Our study had some limitations. The small number of participants limits the strength of the study, especially for the patient BHI measurements. The intrapersonal study design does, however, still allow valid conclusions to be drawn.

Our study may be impaired by some degree of selection bias among the included participants. The healthy volunteers were recruited among a young, fit and homogenous population and the included patients had to accept participation in the study. This might cause inclusion of the “healthiest” patients. Our reproducibility results may, therefore, be overestimated to some degree if compared to a “true” patient population.

It can be considered a limitation to our study that we did not study subjects at both 1.5 and 3 T, but our ADC values and their reproducibility were in line with results from both 1.5 and 3 T (Table 6).

The lack of blinding when drawing ROIs is not considered to be a limitation because ADC results were unknown to the observer until the ROIs were copied automatically from the DW images to the ADC maps.
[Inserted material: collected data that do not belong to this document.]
PR #1197, opened 2022-01-24
DR-2373 DR-2384 Add transaction support as well as update support

nmalfroy:
For more information, please see the following docs:
[Data Updates in TDR](https://docs.google.com/document/d/1NKUSFOkmWwJJTMZwdInFMP2MmCv2IDMgjLLXm1UQeeg)
[Multiversion Trancactions in TDR](https://docs.google.com/document/d/1r4Yg5bAOsgaQQWJ2tnVQTz5B1Yu93VxvnlmXQzIQ3tk)

This PR (more of a feature branch) introduces several key features to TDR:
- Transaction support:
  - Transactions can be opened, listed, retrieved and terminated (committed or rolled back) via new endpoints.
    - Transaction objects include a description field for ease of use with users
  - Transactions can only be used by the user that created it and it can only be used serially (e.g. transactions are locked as part of flights)
  - Ingesting or soft-deleting metadata jobs now take an optional transaction id
    - If ingesting with a transaction, metadata in bigquery is only visible to other jobs within that transaction
    - The data becomes visible to the user once the user terminates the transaction via commit
    - Data within a transaction can be rolled back when the user terminates the transaction via commit
      - This will remove uncommitted data from from underlying bigquery tables
    - If no transaction ID is specified, a new transaction is created on behalf of the user (autocommit mode)
      - In that case, an extra commit step is run at the end of the ingest job
    - When in autocommit mode (only), softdelete, metadata and data tables are rolled back in the stairway undo phase
   - The mechanism for showing live view data for a dataset was reworked slightly (the view needs to be updated)
   - More metadata is also now tracked in the softdelete table
   - An upgrage flight was created to upgrade the existing datasets
      - Ingest and softdelete flights also trigger lazy migration of the dataset.  This will be removed once upgrade command can be run 

- Update strategies
  - Today, we only support appending data.  This introduces an update strategy field to the ingest job:
    - APPEND (currenty behavior)
    - REPLACE: if a PK is present, do a fill replace of matched records with those being ingested (this is accomplisehd by inserting a soft delete step)
      - The job will fail if trying to ingest and their happen to be duplicate IDs.  I didn't include this in the maxBadRecords bit.  I figured that's a case that's better to fail without wiggle room
  - More update strategies could be introduced (e.g. DELETE)

Still to do in separate PRs
- snapshots transaction support
  - Due to upgrade considerations (not to mention the already large PR) I wanted to hold off on snapshots taking commited time into consideration
- including transactionId in the file object in firestore to introduce transactionality to files

  

A couple of notes:
- Introduced a safer way to query BQ using parameters
- I broke this PR commit by commit to make it a little easier to follow
- Most of the interesting bits are in the BigQueryPdao class
- Testing is handled through a connected test to ensure the proper behavior of transactions and through an ingest integration test.  I'll potentially add some more for more cases as I add snapshot support


src/main/java/bio/terra/service/snapshot/Snapshot.java
```diff
@@ -180,4 +181,9 @@ public AzureRegion getStorageAccountRegion() {
   public boolean isSecureMonitoringEnabled() {
     return getFirstSnapshotSource().getDataset().isSecureMonitoringEnabled();
   }
+
+  @Override
+  public String toPrintableString() {
```
nmalfroy: rename to `toLongString`

nmalfroy: derp `toLogString`

src/main/java/bio/terra/app/controller/DatasetsApiController.java
```diff
@@ -354,6 +355,31 @@ private AuthenticatedUserRequest getAuthenticatedInfo() {
...
   }
 
+  @Override
+  public ResponseEntity<JobModel> closeTransaction(
+      UUID id, UUID xactId, TransactionCloseModel body) {
+    AuthenticatedUserRequest userReq = getAuthenticatedInfo();
+    iamService.verifyAuthorization(
+        userReq, IamResourceType.DATASET, id.toString(), IamAction.INGEST_DATA);
+    String jobId;
+    switch (body.getMode()) {
```
nmalfroy: Let's move this into the service layer

src/main/java/bio/terra/common/LogPrintable.java
```diff
@@ -0,0 +1,10 @@
+package bio.terra.common;
+
+/**
+ * Interface created to have a consistent name for a method to print values to logs and error
+ * messages
+ */
+public interface LogPrintable {
```
pshapiro4broad, line 7: What is the benefit of this interface vs overriding `Object.toString()`?

The code doesn't use this interface as a signal that a class can be printed to a log, and the classes that implement this don't also implement `toString()`. Overriding `toString()` is nice in that we'll get the formatted version in the debugger too, which could be helpful.

src/main/java/bio/terra/common/exception/CommonExceptions.java
```diff
@@ -0,0 +1,9 @@
+package bio.terra.common.exception;
+
+/** Common exceptions that tend to be thrown in different areas */
+public class CommonExceptions {
+
+  public static final FeatureNotImplementedException TRANSACTIONS_NOT_IMPLEMENTED_IN_AZURE =
```
pshapiro4broad, line 6: What is the benefit of doing this vs having an exception subclass that's thrown instead? E.g.
```
public class TransactionSupportException extends FeatureNotImplementedException {
  public TransactionSupportException() {
      super("Transaction support is not yet implemented for Azure backed datasets");
  }
}
[...]

    throw new TransactionSupportException();

```

A subclass gives you the same code sharing feature, and doesn't require a static value which the program may never use.

src/main/java/bio/terra/common/LogPrintable.java
nmalfroy: tpString often (and in this case) has more information than we want to log (e.g. tostring for a dataset would include schema, etc.). having an explicit method with the intended purpose of the output I found a little cleaner

src/main/java/bio/terra/common/exception/CommonExceptions.java
nmalfroy: I was doing this as a potential solution to use for different types of classes where there may be repeated messages (not just this case...we'd need to fill out). For instance, we have several instances of PdaoException that get used a lot..it'd be nice to have that captured in constants

src/main/java/bio/terra/service/dataset/flight/datadelete/DataDeletionStep.java
```diff
@@ -74,7 +86,30 @@ public StepResult doStep(FlightContext context) throws InterruptedException {
...
+    if (autocommit) {
+      Dataset dataset = IngestUtils.getDataset(context, datasetService);
+      UUID transactionId = TransactionUtils.getTransactionId(context);
+      DataDeletionRequest dataDeletionRequest = getRequest(context);
+      List<String> tableNames =
+          dataDeletionRequest.getTables().stream()
+              .map(DataDeletionTableModel::getTableName)
+              .collect(Collectors.toList());
+      dataset.getTables().stream()
+          .filter(t -> tableNames.contains(t.getName()))
```
pshapiro4broad, line 98: Since the only use of `tableNames` is to call `contains()`, you could build a `Set` instead of a `List` which would be more efficient.

src/main/java/bio/terra/common/LogPrintable.java
pshapiro4broad: `toString()` for a dataset doesn't exist, and would only be used by us anyway, so it can include whatever we want it to. There's no reason why `toString()` would include any data we don't want it to.

To me, printing an object to the log is like printing it anywhere else, and `toString()` seems like the way to express that operation.

If at some point we did have a need to implement a longer/shorter version of `toString()`, we could think about how to express the different operations then.

nmalfroy: This is why I don't like depending on toString. There are different uses for it.  We straight up can't log all of the information for a dataset since it won't fit in log message limits from stackdriver (and regardless, would make debugging a nightmare).  This is really just to return the identifying information to allow someone debugging to decide what information is useful to look up from there

pshapiro4broad: > This is why I don't like depending on toString. There are different uses for it. We straight up can't log all of the information for a dataset since it won't fit in log message limits from stackdriver (and regardless, would make debugging a nightmare).

Maybe I'm not being clear about what I'm suggesting. In the classes where `LogPrintable` is used, there is no `toString()` method defined currently. So instead of adding a `toLogString()` method, I would write these methods as `toString()` using the current definitions of your `toLogString()` methods. The program behavior would be the same as it is currently in your PR; the main difference is that the calling code doesn't need to know that these objects have a special type which provides a printable version of the object (since that is what `toString()` is supposed to do anyway).

src/main/java/bio/terra/common/exception/CommonExceptions.java
pshapiro4broad: I'd need to see the specific cases where a `PdaoException` is repeated to understand what problem this would be solving. In those case I would most likely prefer either a specific exception subclass or constructor. In this case though I don't see how using a constant object is better than a subclass.

In general, while exceptions are objects like any other, I think it's better to only have exceptions created and used during an active `throw` operation.

src/main/java/bio/terra/service/dataset/DatasetTable.java
```diff
@@ -105,4 +106,9 @@ public DatasetTable setRowCount(Long rowCount) {
     this.rowCount = rowCount;
     return this;
   }
+
+  @Override
+  public String toLogString() {
+    return String.format("%s (%s)", this.getName(), this.getId());
```
snf2ye, line 112: Why do we need the this.get() methods here? 
```suggestion
    return String.format("%s (%s)", name, id);
```

src/main/java/bio/terra/service/dataset/flight/datadelete/DatasetDataDeleteFlight.java
```diff
@@ -64,6 +68,23 @@ public DatasetDataDeleteFlight(FlightMap inputParameters, Object applicationCont
...
+      // transaction was created for
+      String transactionDesc = "Autocommit transaction";
+      addStep(
+          new TransactionOpenStep(
+              datasetService, bigQueryPdao, userReq, transactionDesc, false, false));
+      autocommit = true;
+    } else {
+      addStep(
+          new TransactionLockStep(
+              datasetService, bigQueryPdao, request.getTransactionId(), true, userReq));
```
snf2ye, line 84: Wouldn't `request.getTransactionId()` be null in this case?

src/main/java/bio/terra/service/dataset/flight/datadelete/DatasetDataDeleteFlight.java
```diff
@@ -76,7 +97,15 @@ public DatasetDataDeleteFlight(FlightMap inputParameters, Object applicationCont
     addStep(new CreateExternalTablesStep(bigQueryPdao, datasetService));
 
     // insert into soft delete table
-    addStep(new DataDeletionStep(bigQueryPdao, datasetService, configService));
+    addStep(new DataDeletionStep(bigQueryPdao, datasetService, configService, userReq, autocommit));
+
+    if (!autocommit) {
+      addStep(
+          new TransactionUnlockStep(
+              datasetService, bigQueryPdao, request.getTransactionId(), userReq));
```
snf2ye, line 105: And then again here - if you're only setting autocommit = false on the case that request.getTransactionId() == null

src/main/resources/api/data-repository-openapi.yaml
```diff
@@ -4625,6 +4897,14 @@ components:
...
       schema:
         type: string
+    XactId:
+      name: xactId
+      in: path
+      description: A UUID to used to identify a transaction in a dataset
+      required: true
+      schema:
+        type: string
+        format: uuid
```
snf2ye: I think you mentioned you were renaming the short hand "xact" to transaction. If so, I'm seeing 11 instances of xactId across these changes.

src/main/java/bio/terra/service/dataset/DatasetTable.java
nmalfroy: I typically prefer going through getters as a force of habit

src/main/java/bio/terra/service/dataset/flight/datadelete/DatasetDataDeleteFlight.java
nmalfroy: I don't think so.  We check for null in the if branch and then the else branch is explicitly when it's not null

src/main/java/bio/terra/service/dataset/flight/datadelete/DatasetDataDeleteFlight.java
nmalfroy: It's the other way around.  I set autocommit to true when request.getTransactionId() is null (e.g. when the user doesn't supply a transaction, it's autocommit

src/main/java/bio/terra/service/dataset/flight/datadelete/DatasetDataDeleteFlight.java
snf2ye: Oh duh, I have it backwards.

src/main/resources/api/data-repository-openapi.yaml
nmalfroy: shoot, you're right. I'll do a grep pass

src/main/java/bio/terra/service/dataset/flight/ingest/DatasetIngestFlight.java
```diff
@@ -93,6 +98,13 @@ public DatasetIngestFlight(FlightMap inputParameters, Object applicationContext)
     RetryRule lockDatasetRetry =
         getDefaultRandomBackoffRetryRule(appConfig.getMaxStairwayThreads());
 
+    if (cloudPlatform.isGcp()) {
+      // Migrate the dataset schema if needed
+      addStep(new LockDatasetStep(datasetService, datasetId, false), lockDatasetRetry);
+      addStep(new TransactionUpgradeSingleDatasetStep(datasetService, bigQueryPdao, datasetId));
```
snf2ye, line 104: Why is this needed on ingest if we're running an upgrade flight on every dataset?

snf2ye (approved):
Thanks for walking us through these changes. I've attempted to also at least read through everything.

src/main/resources/api/data-repository-openapi.yaml
snf2ye: Also, @nmalfroy  - friendly reminder for this change.

src/main/java/bio/terra/service/dataset/flight/ingest/DatasetIngestFlight.java
nmalfroy: This will eventually go away.  I wanted this for the in between time when we haven't run upgrades yet but someone might be trying to run an ingest

src/main/resources/api/data-repository-openapi.yaml
nmalfroy: Good call.  Updated!

src/main/java/bio/terra/service/dataset/flight/ingest/DatasetIngestFlight.java
snf2ye: Do we have a reminder somewhere (ticket?) to remember to remove this?

nmalfroy:
Good call. I'll add one

myessail (approved):

src/main/java/bio/terra/common/exception/CommonExceptions.java
nmalfroy: I guess...though a base exception seems not unreasonable to have as a constant.  But like, Pdao exceptions that throw with the message `"create staging load history table failed for..` appear repeatedly or `""Invalid row ids supplied"`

Furthermore, one might argue that the chosen approach is closer to the actual clinical situation, where the same radiologist most likely will measure and compare ADCs from the repeated sequences.

When comparing breathhold and non-breathhold sequences it is a limitation that differences in, e.g., receiver bandwidth and NSA are necessary to comply with the breathholding constraints.

Future research should focus on further optimisation of the RCMs. This would lower time consumption of FB and RT and, thus, make the methods more attractive in the clinical setting. Likewise, acquisition time for BH DWI should be reduced to less than the 22 s used in our study in order for the BH methods to be consistently useful for scanning patients with a varying capacity for breathhold. Furthermore, it should be assessed if the limited spatial resolution achievable with the BH methods affects the evaluation of lesions with diameters smaller than the 1.5 cm used as lower limit in this study.

Conclusion

Apparent diffusion coefficients depend heavily on the b values chosen for the ADC calculation, especially in the normal right liver lobe. Small, but significant differences were found between breathhold and non-breathhold ADCs in both healthy volunteers and patients for some of the b value combinations.

Respiratory triggering and free-breathing using an ADC calculation with b values 0 + 750 s/mm2 gave the most reproducible ADCs when scanning healthy liver parenchyma. When scanning malignant lesions, fairly identical ADC reproducibility values were achieved with the different respiratory compensation methods. Using a low maximum b value of 500 s/mm2 instead of 750 s/mm2 (normal liver) and 1,000 s/mm2 (malignant lesions) decreased ADC reproducibility with approximately a factor of two.

Apparent diffusion coefficient changes of approximately 15 % can be confidently detected in the right liver lobe of healthy volunteers and in malignant liver lesions at 3 T if appropriate b values and respiratory compensation methods are used.